What the exercise asks – Scan the data below and pick out the lines containing the word "wait".

Data provided –

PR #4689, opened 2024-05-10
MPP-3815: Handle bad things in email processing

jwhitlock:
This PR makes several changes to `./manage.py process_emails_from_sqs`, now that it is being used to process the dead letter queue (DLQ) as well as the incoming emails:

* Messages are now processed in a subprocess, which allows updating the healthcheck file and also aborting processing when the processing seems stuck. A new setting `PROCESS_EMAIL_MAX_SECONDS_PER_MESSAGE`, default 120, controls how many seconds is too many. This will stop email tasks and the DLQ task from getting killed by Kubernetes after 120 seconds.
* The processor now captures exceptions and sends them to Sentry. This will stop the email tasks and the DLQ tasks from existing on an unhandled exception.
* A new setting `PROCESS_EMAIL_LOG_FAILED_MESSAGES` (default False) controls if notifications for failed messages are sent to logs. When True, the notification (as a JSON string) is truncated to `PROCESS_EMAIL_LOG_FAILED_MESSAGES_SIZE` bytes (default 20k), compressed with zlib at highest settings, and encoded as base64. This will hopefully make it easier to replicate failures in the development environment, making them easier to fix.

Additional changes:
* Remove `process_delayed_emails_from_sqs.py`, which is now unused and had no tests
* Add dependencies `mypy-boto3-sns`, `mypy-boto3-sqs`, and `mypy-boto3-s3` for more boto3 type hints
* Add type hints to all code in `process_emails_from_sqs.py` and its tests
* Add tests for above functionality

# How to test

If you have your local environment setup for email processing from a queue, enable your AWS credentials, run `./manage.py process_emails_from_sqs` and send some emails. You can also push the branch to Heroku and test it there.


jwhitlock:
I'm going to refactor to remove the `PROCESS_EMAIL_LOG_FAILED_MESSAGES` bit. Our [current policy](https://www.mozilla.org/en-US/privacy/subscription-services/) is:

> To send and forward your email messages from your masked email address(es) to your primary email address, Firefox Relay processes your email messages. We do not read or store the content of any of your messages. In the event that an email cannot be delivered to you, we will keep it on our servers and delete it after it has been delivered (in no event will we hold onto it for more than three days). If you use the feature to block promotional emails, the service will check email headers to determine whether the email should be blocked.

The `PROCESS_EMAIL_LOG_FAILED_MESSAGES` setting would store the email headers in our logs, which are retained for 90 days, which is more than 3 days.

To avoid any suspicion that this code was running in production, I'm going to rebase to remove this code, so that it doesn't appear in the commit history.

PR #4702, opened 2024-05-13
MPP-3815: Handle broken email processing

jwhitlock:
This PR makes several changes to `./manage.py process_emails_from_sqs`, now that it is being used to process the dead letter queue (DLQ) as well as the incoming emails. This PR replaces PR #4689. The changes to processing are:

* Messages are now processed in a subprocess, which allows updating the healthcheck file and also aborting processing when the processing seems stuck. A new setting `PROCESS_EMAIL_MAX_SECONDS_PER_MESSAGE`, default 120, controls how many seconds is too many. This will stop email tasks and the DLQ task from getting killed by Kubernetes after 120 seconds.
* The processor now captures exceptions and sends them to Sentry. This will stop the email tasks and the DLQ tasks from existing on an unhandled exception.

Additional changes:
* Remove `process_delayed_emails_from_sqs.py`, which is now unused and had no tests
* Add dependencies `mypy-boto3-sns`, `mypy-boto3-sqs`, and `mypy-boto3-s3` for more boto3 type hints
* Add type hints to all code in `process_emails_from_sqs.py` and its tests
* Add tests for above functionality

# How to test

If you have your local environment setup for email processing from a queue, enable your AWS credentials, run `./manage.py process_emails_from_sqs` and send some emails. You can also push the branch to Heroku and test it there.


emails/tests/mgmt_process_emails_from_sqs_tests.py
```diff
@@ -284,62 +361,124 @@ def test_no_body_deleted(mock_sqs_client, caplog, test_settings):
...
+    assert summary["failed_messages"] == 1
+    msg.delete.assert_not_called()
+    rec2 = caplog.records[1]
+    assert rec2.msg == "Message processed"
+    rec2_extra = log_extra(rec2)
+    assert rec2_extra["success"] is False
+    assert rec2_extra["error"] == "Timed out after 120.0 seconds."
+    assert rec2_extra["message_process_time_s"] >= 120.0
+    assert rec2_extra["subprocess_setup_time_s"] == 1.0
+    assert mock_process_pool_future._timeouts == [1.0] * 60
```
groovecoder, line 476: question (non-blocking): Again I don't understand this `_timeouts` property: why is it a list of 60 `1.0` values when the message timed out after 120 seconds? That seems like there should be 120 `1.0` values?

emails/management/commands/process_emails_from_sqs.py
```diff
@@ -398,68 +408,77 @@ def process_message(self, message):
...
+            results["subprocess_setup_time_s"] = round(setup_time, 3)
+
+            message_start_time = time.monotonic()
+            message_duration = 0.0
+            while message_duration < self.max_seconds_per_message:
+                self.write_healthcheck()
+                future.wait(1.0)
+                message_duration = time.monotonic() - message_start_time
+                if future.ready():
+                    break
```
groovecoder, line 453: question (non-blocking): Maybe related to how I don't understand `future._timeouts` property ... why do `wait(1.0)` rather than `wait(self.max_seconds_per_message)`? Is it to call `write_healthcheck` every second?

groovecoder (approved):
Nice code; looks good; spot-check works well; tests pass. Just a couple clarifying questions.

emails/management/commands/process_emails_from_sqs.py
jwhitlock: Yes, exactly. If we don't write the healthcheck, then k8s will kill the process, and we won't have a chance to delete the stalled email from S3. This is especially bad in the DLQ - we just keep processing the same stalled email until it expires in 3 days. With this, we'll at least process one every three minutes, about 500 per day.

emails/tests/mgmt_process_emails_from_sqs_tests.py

* * *

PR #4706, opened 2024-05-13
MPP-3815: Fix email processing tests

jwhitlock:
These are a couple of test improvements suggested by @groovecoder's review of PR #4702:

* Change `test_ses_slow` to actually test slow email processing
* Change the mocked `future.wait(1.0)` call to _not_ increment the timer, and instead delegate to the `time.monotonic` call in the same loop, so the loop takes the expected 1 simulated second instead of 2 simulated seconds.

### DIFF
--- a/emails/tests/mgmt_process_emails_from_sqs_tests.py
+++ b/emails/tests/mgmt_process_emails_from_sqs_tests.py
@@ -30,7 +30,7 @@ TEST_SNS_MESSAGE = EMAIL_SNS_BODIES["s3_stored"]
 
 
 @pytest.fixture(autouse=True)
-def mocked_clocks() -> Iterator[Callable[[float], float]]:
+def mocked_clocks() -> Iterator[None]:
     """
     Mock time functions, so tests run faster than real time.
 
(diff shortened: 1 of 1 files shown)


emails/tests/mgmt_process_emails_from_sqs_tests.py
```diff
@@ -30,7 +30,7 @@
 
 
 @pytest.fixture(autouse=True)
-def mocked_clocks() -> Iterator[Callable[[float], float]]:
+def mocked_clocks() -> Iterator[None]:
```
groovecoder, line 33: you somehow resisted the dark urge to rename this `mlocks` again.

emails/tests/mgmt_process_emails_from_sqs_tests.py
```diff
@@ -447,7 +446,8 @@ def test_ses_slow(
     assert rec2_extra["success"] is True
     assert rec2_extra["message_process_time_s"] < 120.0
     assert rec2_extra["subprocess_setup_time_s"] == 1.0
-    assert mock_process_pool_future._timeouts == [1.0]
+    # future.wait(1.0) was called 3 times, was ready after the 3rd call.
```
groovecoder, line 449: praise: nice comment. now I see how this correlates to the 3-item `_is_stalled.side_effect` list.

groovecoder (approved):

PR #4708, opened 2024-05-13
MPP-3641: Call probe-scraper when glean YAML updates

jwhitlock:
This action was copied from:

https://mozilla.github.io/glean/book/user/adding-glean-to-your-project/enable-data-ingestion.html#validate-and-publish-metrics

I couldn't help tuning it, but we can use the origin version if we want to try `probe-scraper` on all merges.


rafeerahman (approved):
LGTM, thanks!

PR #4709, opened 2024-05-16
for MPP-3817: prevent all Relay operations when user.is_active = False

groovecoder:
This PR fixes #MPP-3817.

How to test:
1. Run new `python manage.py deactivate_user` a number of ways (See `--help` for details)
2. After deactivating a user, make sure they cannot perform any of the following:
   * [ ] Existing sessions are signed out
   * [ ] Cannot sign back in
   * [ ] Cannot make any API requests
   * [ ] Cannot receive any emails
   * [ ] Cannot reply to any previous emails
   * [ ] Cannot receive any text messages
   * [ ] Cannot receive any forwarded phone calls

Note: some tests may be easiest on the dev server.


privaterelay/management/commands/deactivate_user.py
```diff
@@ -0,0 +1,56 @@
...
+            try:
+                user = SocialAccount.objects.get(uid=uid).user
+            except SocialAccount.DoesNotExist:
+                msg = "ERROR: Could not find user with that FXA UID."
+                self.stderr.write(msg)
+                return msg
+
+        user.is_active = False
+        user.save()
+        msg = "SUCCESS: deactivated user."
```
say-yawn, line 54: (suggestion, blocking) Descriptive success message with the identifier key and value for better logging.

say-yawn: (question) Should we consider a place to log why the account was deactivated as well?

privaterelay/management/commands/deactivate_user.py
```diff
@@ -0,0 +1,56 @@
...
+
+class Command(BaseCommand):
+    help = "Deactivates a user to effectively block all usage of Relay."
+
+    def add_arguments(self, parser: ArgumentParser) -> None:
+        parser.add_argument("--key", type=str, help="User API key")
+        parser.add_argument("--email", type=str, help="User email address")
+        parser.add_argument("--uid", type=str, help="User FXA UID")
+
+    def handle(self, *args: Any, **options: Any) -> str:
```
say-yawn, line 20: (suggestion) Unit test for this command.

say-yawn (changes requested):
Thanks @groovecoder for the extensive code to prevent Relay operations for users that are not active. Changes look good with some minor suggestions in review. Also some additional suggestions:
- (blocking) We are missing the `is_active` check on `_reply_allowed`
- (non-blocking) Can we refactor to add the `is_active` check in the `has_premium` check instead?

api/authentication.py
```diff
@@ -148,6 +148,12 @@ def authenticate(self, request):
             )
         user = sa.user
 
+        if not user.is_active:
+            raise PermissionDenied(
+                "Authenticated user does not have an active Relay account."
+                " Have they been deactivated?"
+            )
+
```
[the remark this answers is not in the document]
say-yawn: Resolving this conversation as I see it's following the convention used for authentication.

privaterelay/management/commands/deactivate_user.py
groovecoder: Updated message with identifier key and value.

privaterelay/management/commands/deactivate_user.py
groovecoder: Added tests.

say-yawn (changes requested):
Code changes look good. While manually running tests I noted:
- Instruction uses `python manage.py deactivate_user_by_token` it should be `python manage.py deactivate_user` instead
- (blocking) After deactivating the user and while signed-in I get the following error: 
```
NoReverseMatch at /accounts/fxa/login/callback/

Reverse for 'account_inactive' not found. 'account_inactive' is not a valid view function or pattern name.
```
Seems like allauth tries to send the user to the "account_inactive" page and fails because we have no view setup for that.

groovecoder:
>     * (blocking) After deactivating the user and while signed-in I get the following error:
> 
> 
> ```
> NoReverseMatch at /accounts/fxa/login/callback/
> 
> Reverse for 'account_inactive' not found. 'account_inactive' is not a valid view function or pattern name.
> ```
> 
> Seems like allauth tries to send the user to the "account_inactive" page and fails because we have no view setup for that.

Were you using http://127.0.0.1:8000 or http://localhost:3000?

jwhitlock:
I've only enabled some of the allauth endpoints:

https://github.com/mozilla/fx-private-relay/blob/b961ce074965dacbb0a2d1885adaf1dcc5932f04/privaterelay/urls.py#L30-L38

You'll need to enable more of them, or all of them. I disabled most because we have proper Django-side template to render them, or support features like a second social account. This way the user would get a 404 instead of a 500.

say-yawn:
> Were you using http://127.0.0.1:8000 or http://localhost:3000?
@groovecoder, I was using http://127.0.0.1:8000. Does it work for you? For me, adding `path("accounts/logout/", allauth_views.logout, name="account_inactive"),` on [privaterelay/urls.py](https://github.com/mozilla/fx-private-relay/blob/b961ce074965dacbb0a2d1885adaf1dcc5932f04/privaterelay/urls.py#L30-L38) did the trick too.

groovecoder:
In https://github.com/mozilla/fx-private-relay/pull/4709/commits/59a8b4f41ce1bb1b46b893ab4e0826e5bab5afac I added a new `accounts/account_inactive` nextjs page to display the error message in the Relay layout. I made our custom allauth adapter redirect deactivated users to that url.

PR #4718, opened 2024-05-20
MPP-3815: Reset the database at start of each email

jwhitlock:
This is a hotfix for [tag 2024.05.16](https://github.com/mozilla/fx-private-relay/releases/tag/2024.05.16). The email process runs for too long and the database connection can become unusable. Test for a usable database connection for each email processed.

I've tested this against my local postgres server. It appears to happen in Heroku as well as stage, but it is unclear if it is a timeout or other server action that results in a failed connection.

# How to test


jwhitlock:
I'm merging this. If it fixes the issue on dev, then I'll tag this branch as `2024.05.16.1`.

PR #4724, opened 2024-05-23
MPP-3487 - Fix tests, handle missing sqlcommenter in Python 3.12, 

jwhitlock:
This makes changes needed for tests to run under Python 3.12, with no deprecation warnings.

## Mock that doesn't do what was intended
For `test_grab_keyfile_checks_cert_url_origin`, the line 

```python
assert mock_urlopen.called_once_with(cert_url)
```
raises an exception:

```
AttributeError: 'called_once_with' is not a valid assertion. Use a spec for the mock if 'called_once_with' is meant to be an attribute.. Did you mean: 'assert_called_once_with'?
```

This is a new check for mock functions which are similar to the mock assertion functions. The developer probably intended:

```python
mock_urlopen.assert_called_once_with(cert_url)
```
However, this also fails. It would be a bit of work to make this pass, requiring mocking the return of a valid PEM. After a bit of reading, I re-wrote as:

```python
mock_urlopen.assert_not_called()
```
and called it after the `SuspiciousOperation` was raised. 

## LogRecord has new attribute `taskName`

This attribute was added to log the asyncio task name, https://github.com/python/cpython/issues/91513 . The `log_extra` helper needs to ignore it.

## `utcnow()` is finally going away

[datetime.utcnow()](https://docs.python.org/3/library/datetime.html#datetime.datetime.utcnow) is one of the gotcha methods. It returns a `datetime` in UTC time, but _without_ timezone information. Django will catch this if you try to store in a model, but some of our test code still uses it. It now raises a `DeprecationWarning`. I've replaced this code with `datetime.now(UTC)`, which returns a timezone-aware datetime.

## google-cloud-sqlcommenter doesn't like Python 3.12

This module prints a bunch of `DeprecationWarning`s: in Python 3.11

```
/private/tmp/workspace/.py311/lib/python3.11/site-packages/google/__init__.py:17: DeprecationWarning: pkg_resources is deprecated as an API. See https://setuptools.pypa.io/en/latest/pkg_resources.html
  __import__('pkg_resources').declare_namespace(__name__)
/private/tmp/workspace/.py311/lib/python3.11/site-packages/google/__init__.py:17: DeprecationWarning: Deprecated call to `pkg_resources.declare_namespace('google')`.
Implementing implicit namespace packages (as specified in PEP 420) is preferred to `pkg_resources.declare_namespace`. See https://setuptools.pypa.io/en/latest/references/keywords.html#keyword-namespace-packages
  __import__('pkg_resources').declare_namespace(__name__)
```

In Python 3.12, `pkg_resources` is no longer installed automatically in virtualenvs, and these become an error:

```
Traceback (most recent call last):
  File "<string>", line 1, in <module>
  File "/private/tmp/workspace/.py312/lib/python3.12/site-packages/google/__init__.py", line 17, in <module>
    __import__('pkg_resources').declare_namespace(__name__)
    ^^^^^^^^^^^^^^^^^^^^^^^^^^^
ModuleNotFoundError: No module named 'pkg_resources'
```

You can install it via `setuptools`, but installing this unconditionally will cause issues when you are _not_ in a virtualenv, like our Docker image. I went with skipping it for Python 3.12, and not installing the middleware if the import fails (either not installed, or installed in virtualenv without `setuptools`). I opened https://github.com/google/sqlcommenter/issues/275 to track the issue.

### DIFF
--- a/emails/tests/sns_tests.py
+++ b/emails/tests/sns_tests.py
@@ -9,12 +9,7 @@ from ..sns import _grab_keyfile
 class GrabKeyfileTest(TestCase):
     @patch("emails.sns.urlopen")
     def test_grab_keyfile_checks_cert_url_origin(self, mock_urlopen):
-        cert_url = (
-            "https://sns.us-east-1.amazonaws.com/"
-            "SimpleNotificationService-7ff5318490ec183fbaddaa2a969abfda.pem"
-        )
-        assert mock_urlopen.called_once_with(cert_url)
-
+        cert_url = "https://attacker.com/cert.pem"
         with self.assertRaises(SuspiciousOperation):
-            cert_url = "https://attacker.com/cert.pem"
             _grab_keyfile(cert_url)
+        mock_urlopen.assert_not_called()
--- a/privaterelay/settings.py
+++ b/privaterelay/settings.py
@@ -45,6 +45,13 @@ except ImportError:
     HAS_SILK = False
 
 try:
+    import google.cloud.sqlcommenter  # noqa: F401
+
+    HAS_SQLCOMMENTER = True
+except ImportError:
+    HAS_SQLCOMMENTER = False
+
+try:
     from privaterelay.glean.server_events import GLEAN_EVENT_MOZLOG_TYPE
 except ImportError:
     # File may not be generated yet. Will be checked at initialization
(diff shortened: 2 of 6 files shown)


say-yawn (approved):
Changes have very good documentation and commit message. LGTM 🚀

Completed task –
+                future.wait(1.0)
groovecoder, line 453: question (non-blocking): Maybe related to how I don't understand `future._timeouts` property ... why do `wait(1.0)` rather than `wait(self.max_seconds_per_message)`? Is it to call `write_healthcheck` every second?
* Change the mocked `future.wait(1.0)` call to _not_ increment the timer, and instead delegate to the `time.monotonic` call in the same loop, so the loop takes the expected 1 simulated second instead of 2 simulated seconds.
+    # future.wait(1.0) was called 3 times, was ready after the 3rd call.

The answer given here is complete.